PROMPT -> From the data, return each line holding the word "DSiWare".

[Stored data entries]

----------

PR #3181, opened 2025-08-13
Keep annotations as-is when renaming a fixture from its declaration site

chbndrhnns:
Fix for https://youtrack.jetbrains.com/issue/PY-83215


KotlinIsland:
this has been merged

PR #3184, opened 2025-08-14
[JEWEL-976] Fix ListComboBox ArrayIndexOutOfBoundsException Error

DanielSouzaBertoldi:
This PR fixes the mentioned exception that's caused by `ListComboBox` when opening the plugin sample

Thanks to @rock3r for actually coming up with the fix 🚀 

# Evidences
| Before | After |
|--------|--------|
| <video src="https://github.com/user-attachments/assets/24b42f48-bd91-4836-ace7-da95ba3c3f67" /> | <video src="https://github.com/user-attachments/assets/535de2a2-3ea6-4ff8-9c4b-e245e2b4db71" /> |


rock3r (approved):
I may be biased, but ayyyye :Fonzie:

rock3r:
Ready to merge

PR #3186, opened 2025-08-15
Fix ParallelTreeManager cannot find nodeid when using xdist + pytest parameters + teamcity

YueChen-C:
When I use `xdist`+`pytest parameters`+`teamcity` to execute testcases, some testcase data cannot be recorded. I found that `ParallelTreeManager` cannot find `nodeids` when the testcase uses `@pytest.mark.parametrize` :

```python
class Test1:
    @pytest.mark.parametrize("data", [1, 2, 3, 4])
    def test_1(self, data):
        LOG.info(f'test_1->>{data}')
        assert True
```

https://github.com/JetBrains/teamcity-messages/blob/fe6d835390d37d56e967688098eabb5a067614f4/teamcity/messages.py#L27
image

The teamcity class directly uses the `message` method to write data, causing the `ParallelTreeManager` class `get_node_ids` method to fail to obtain the testcase's nodeid.

image


EliseevEgor:
I merge your changes into the master branch!

PR #2294, opened 2023-06-12
safecerthax: mii mine if shoulder buttons broken

lifehackerhansol:


_pages/en_US/installing-boot9strap-(safecerthax).txt
```diff
@@ -31,7 +31,7 @@ This exploit will not work on the New 3DS, New 3DS XL, or New 2DS XL. Please ens
 
 {% include_relative include/safemodecheck.txt %}
 
-If the camera did NOT appear, you cannot follow this method. If this is the case, stay on your current firmware and ask [Nintendo Homebrew on Discord](https://discord.gg/MWxPgEp) for help.
+If the camera did NOT appear, you cannot follow this method. If this is the case, use [Seedminer (Mii)](seedminer-(mii)) instead.
```
lilyuwuu, line 34: Um... Wouldn't anyone doing safecerthax be anywhere between 11.4 and 11.14? Seedmiiner currently leads to BB3 which won't work as is on 11.4, and anyone with broken shoulders would be doing Fredtool Legacy which is currently only built to handle 11.14 and 11.15.

lilyuwuu: our "why didn't we see this sooner" solution is menuhax67 ->  uloader ... except menuhax only works on 11.7 (U/J) / 11.10 (E) onwards, so not really. woohoooooooo

PR #2297, opened 2023-06-15
troubleshooting: use sensible names in capture title

lifehackerhansol:
- They're all using `compat` which was used elsewhere for technical info boxes
- Not the case here


lifehackerhansol:
nah screw this we can do it later

PR #2299, opened 2023-06-20
Add some more info on kartdlphax

joaoesteves10:
**Description**

This pull request adds a piece of information that might be very helpful for some people trying to get CFW on updated consoles: the source 3DS can be region-changed to match the target 3DS. 

kartdlphax requires two consoles on the same region, but nowhere does the documentation state whether region changed consoles work as the source 3DS; after a desperation move by myself today to get two JPN old 3DS LL on 11.17.0 running CFW, i can confirm it works even if the source 3DS wasn't originally the same region, as I did it using a region-changed EUR old 3DS. 

This info might be very helpful for people in the same situation as me, that have consoles from different regions and don't want to buy a flashcart.

### DIFF
--- a/_pages/en_US/installing-boot9strap-(kartdlphax).txt
+++ b/_pages/en_US/installing-boot9strap-(kartdlphax).txt
@@ -27,7 +27,7 @@ In order to follow these instructions, you will need the following:
 
 - A second 3DS with custom firmware (the **source 3DS**) that is the same region as the 3DS you are trying to modify (the **target 3DS**)
   - The consoles must be USA, JPN, or EUR region consoles
-  - The source 3DS can be one [region changed](region-changing) to match the target 3DS
+  - The source 3DS can be [region changed](region-changing) to match the target 3DS if necessary
 - A physical or digital copy of Mario Kart 7 that is the same region as both consoles
 - An SD card for both consoles
 
--- a/_pages/en_US/installing-boot9strap-(kartdlphax).txt
+++ b/_pages/en_US/installing-boot9strap-(kartdlphax).txt
@@ -27,6 +27,7 @@ In order to follow these instructions, you will need the following:
 
 - A second 3DS with custom firmware (the **source 3DS**) that is the same region as the 3DS you are trying to modify (the **target 3DS**)
   - The consoles must be USA, JPN, or EUR region consoles
+  - The source 3DS can be one [region changed](region-changing) to match the target 3DS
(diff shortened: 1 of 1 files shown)


lifehackerhansol:
On further thought, does kartdlphax actually care about the source console's region?

it **should** have nothing to do with the console's region but rather the *game's* region, i.e. the source console needs the MK7 game from the target console's region.

Correct me if I'm wrong, because at the moment my 3DS is across the Pacific ocean

joaoesteves10:
I had the same thought, but sadly it seems like it does: before region changing the european one I tried using it with the JPN MK7 and the game didn't show up in the target (japanese) consoles, so i'm guessing download play has region locking built in and won't show games from consoles from other regions, even though the game's region matches the target console's

danny8376:
> On further thought, does kartdlphax actually care about the source console's region?
> 
> It **should** have nothing to do with the console's region but rather the _game's_ region, i.e. the source console needs the MK7 game from the target console's region.
> 
> Correct me if I'm wrong, because at the moment my 3DS is across the Pacific ocean and I can't test anything.

Afaik, console region do affect, the reason there is that 3ds download play itself is region locked (based on console region, regardless of game design), hence luma have patch to unlock it (only work when both modded afaik)

_pages/en_US/installing-boot9strap-(kartdlphax).txt
```diff
@@ -27,6 +27,7 @@ In order to follow these instructions, you will need the following:
 
 - A second 3DS with custom firmware (the **source 3DS**) that is the same region as the 3DS you are trying to modify (the **target 3DS**)
   - The consoles must be USA, JPN, or EUR region consoles
+  - The source 3DS can be one [region changed](region-changing) to match the target 3DS
```
lifehackerhansol, line 30: `can be one` -> `can be`

If you look the other way, both are grammatically correct, but I feel that it should be worded so that "you can do this to make kartdlphax work" instead of "this one can be one that did that work so that kartdlphax works", if that makes sense?

lifehackerhansol:
Seems fine outside of the above.

I guess I'm a little out of touch; I feel that just mentioning two consoles with identical regions would imply that a region change works but I suppose not everyone understands that exactly.

_pages/en_US/installing-boot9strap-(kartdlphax).txt
lilyuwuu: +1

PR #2301, opened 2023-06-24
post-safemodecheck: clarify that just the camera app needs to work

lifehackerhansol:
- It is not uncommon for users to have a broken camera
- In this case, camera app will try to load and then crash, which implies that shoulder buttons do work
- Let's make life easier for these users


lilyuwuu:
Couldn't we just word this as "If the screen changes" or something? I feel like people will see the but crashed thing and then think that implies that it won't work

lifehackerhansol:
stale

PR #2308, opened 2023-07-07
re: ~~ctrtransfer/~~region-changing: add faketik

danny8376:
do lily forget to git add _pages/en_US/region-changing.txt?


Gruetzig:
whoever doesnt do git add . is sus

PR #2313, opened 2023-07-13
troubleshooting: initial frogtool steps

lifehackerhansol:
**Description**

Most of this is a straight-copy from fredtool. Only the DSiWare steps are added; ideally there should be more troubleshooting steps for other sections as well.

Feedback would be appreciated either for issues with this PR or for adding more troubleshooting.


lifehackerhansol:
stale

PR #2314, opened 2023-07-13
troubleshooting: move universal-otherapp SB9SI error to "Issues with SafeB9SInstaller"

lifehackerhansol:
**Description**

As per suggestion that a less-tech-inclined user could potentially be looking in the wrong place.


lifehackerhansol:
Need some ideas for header... it looks weird without one, but the one I wrote isn't that great either

lilyuwuu (approved):
ya sure

PR #2315, opened 2023-07-14
Version validation

danny8376:
* add version validator to prevent ppl from entering version like 1.17
* blacklist 11.17 for K/C/T


Gruetzig:
wow so cool :)

PR #2318, opened 2023-07-18
Add CTRNAND.

TheMasterCoders:
Added CTRNAND. Somebody translate it and fix it

**Description**

It just adds how to add the updated Luma3DS version to CTRNAND. Only in en-US


ihaveamac:
This page does not assume the console has GodMode9 set up. Additionally, recent versions of Luma3DS will copy itself to CTRNAND (though only once per update).

lifehackerhansol:
As mentioned above, since Luma3DS 11.0, Luma3DS copies itself to CTRNAND. So this is unnecessary.

PR #2320, opened 2023-07-19
lets screw this legacy shit

Gruetzig:
theres absolutely no reason other than "AHUJAFSGOI/A(&TUASDT%ASOD(TSASOTUS"


lifehackerhansol (changes requested):
If we're going to nuke these pages, then inline the relevant includes to its respective pages, since they're no longer in need of consolidation.

lifehackerhansol (approved):

PR #2322, opened 2023-07-19
add a redirect for pages we've removed

lilyuwuu:
does what it says on the tin


lifehackerhansol:
We could consider redirecting `homebrew-launcher-*` to its `installing-boot9strap-*` counterparts; in both cases, it's the primary exploit, so it doesn't really break anything.

PR #2325, opened 2023-07-19
Prioritize super-skaterhax over Seedminer for N3DS 11.16

### LINKED ISSUE #2323: [Enhancement] Consider recommending super-skaterhax over bb3 for N3DS 11.16
With nimdsphax now being a thing, I do believe it would be fair to consider that the currently recommended pathway for N3DS 11.16 could lead to overall more confusion (or run into more issues) than super-skaterhax.

Right now, the pathway for N3DS 11.16 currently is:
Seedminer -> bb3 -> menuhax67 -> nimdsphax

This has several issues that could come up:
- The system could be unmineable (which would make this not a viable pathway, and while unmineable’s do eventually get recommended super-skaterhax anyways, why do this extra effort)
- The system could have potentially had CFW uninstalled without removing present DSiWare, which would break the DSiWare Management menu (and by extension, bb3)
- While not necessarily an actual issue (and more of a user error case), the extra steps of removing menuhax67 could be missed (this absolutely can happen), and regardless, it’s overall more complex to install and then uninstall menuhax67 rather than just entering into HBL once via the browser

Yes, super-skaterhax does have pretty bad reliability, but imo the bad reliability is a more than acceptable trade-off (especially now given nimdsphax) given the many more potential “failure points” or “user error points” that one could run into compared to super-skaterhax

TheMasterOfMike:
**Description**
~~hopeful I didn't break the js but I wouldn't be shocked if I somehow managed to do so~~

As per the various reasons described in #2323 (that I won't restate here for brevity sake), there are valid reasons (especially now with nimdsphax) to recommend and prioritize super-skaterhax over Seedminer on N3DS 11.16.

This PR:
- Gives priority to super-skaterhax over Seedminer for N3DS 11.16
- Links to "Updating Firmware (New 3ds)" instead of "Updating Firmware (KOR)" for KOR N3DS's on 11.14/11.15 (due to the latter linking to Seedminer in comparison to the former linking to super-skaterhax)

Closes #2323

### DIFF
--- a/assets/js/selecting.js
+++ b/assets/js/selecting.js
@@ -125,8 +125,8 @@ function can_safecerthax(major, minor, native, region, model) {
 }
 
 // super-skaterhax
-// EUR/JPN/USA: 11.17 only
-// KOR: 11.16 only, KOR does not have 11.17 (Do seedminer first though)
+// EUR/JPN/USA: 11.16 and 11.17
+// KOR: 11.16 only, KOR does not have 11.17
 // CHN/TWN has no N3DS
 function can_superskaterhax(major, minor, native, region, model) {
     let do_redirect_sysupdate = false;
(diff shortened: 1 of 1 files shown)


lifehackerhansol:
Superseded by b8898b77cd5daa9c5877f5673f0aac5f6bed8b1f.

danny8376:
If you really prefer super-skaterhax, don't let them update and try super-skaterhax directly, it doesn't ask update on 11.16 iirc
We did prioritise super-skaterhax over seedminer on 11.16 at some point (before 11.17 released), then we make it fallback only later
It's simply not as stable as bb3, ppl can spend hours on tweaking various things to try to make it work (and we don't even really sure what can make it work sometimes), while bb3 can just be done stably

----------

FINISHED EXERCISE ->
Most of this is a straight-copy from fredtool. Only the DSiWare steps are added; ideally there should be more troubleshooting steps for other sections as well.
- The system could have potentially had CFW uninstalled without removing present DSiWare, which would break the DSiWare Management menu (and by extension, bb3)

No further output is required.